Zum neuen festen Autorenstamm gehört auch die Führungsfigur der Freien Kameradschaften in NRW, Ralph Tegethoff. Tegethoff schreibt auch regelmäßig in der NPD-Zeitung Deutsche Stimme herosierend über bekannte Wehrmachtsangehörige und Ritterkreuzträger.
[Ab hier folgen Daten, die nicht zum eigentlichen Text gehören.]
PR #5634, opened 2026-07-24
Switch default artwork placeholder to vector drawables to fix main-thread decode ANRs

geekygecko:
## Description

This change is to try help fix the recurring ANRs caused by a synchronous bitmap decode on the main thread. 

`defaultartwork.png` shipped at 1038x1038, which decodes to roughly 4MB of `ARGB_8888`, and only had `xhdpi` and`xxhdpi` buckets. On `xxxhdpi` devices Android decodes the `xxhdpi` asset and bilinearly upscales it, which is why the traces show Skia resampling symbols (`neon bilerp`, `swizzle_index_to_n32`, `store_8888`) rather than pure decode.

Changes:
- Replaced the placeholder with a vector drawable, so there is no decode and no density buckets.
- Deleted the 8 PNGs (~185KB of source assets).
- Dropped the separate `_small` variants. A vector scales freely, so `PlaceholderType.Small` and `?attr/defaultArtworkSmall` now resolve to the same drawable. Both the enum case and the theme attribute are kept so the existing call sites are untouched.

Fixes https://linear.app/a8c/issue/PCDROID-685/anrs-from-synchronous-bitmap-decode-on-the-main-thread-player-bottom

## Testing Instructions

The placeholder shows while artwork loads, so it is easiest to see on the Discover page and when a podcast is missing artwork.

1. Open Discover and scroll the podcast rows before images load
2. Open the podcast page https://pca.st/T5AzSO as it is missing artwork
3. Play an episode from the podcast to see the artwork in the mini player, full screen player, and Up Next list
4. Confirm the placeholder still renders correctly, and that no artwork slot is blank or wrongly sized

## Screenshots

| Before | After |
| --- | --- |
| Screenshot_20260724_193707 | Screenshot_20260724_223103 | 
| Screenshot_20260724_193742 | new | 
| Screenshot_20260724_194620 | Screenshot_20260724_223020 | 

## Checklist
 
- [x] with different themes


modules/services/repositories/src/main/java/au/com/shiftyjelly/pocketcasts/repositories/images/PocketCastsImageRequestFactory.kt
```diff
@@ -82,8 +82,7 @@ data class PocketCastsImageRequestFactory(
     @get:DrawableRes private val placeholderId
         get() = when (placeholderType) {
             PlaceholderType.None -> 0
-            PlaceholderType.Small -> if (isDarkTheme) IR.drawable.defaultartwork_small_dark else IR.drawable.defaultartwork_small
-            PlaceholderType.Large -> if (isDarkTheme) IR.drawable.defaultartwork_dark else IR.drawable.defaultartwork
+            PlaceholderType.Large, PlaceholderType.Small -> if (isDarkTheme) IR.drawable.defaultartwork_dark else IR.drawable.defaultartwork
```
geekygecko, line 85: We might be able to merge these PlayholderTypes together but I thought I would keep the PR simple for now.

sztomek (approved):
Seems to work fine across different themes. Good job 👍

PR #5647, opened 2026-07-27
Release fingerprint codec buffers before suspending

geekygecko:
## Description

Investigating a native crash reported mainly on Huawei devices:

```
#00  /system/lib64/libstagefright.so (android::ACodec::BaseState::onOMXFillBufferDone(...)+2064)
#01  /system/lib64/libstagefright.so (android::ACodec::BaseState::onOMXMessage(...)+764)
...
#11  /system/lib64/libstagefright_foundation.so (android::ALooper::loop()+556)
```

No Java frames: this is a SIGSEGV on the codec's own looper thread, inside the handler that runs when an OMX component returns a filled output buffer. That crashes when the buffer's bookkeeping entry has been freed while the component still had it in flight, i.e. the classic ACodec teardown race. `ACodec` is the legacy OMX path, which is why it clusters on vendor decoders like HiSilicon's rather than on Codec2 devices.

Auf Demonstrationen und Veranstaltungen der NPD und der Kameradschaften sind auch immer wieder Vertreter der »Erlebnisgeneration« wie der Ritterkreuzträger Hajo Herrmann als Redner anwesend.

Traditionspflege für alle

Obwohl die Zeitschriften Kameraden und Der Freiwillige sowie die Ordensgemeinschaft der Ritterkreuzträger unterschiedliche Schwerpunkte in ihrer Traditionspflege haben, eint sie, dass ihre Arbeit generationsübergreifend und von der Erhaltung sowie Vermittlung des alten soldatischen Geistes gekennzeichnet ist. Die Verbände der Arbeitsgemeinschaft für Kameradenwerke und Traditionsverbände versuchen über zahlreiche persönliche Kontakte, ihr Anliegen der Rehabilitierung der Wehrmacht massiv in die Bundeswehr hineinzutragen. Der Freiwillige verfügt nicht nur über zahlreiche Verbindungen zu ehemaligen Angehörigen der Waffen-SS, sondern auch über eine enge Anbindung an das militante Neonazi-Spektrum.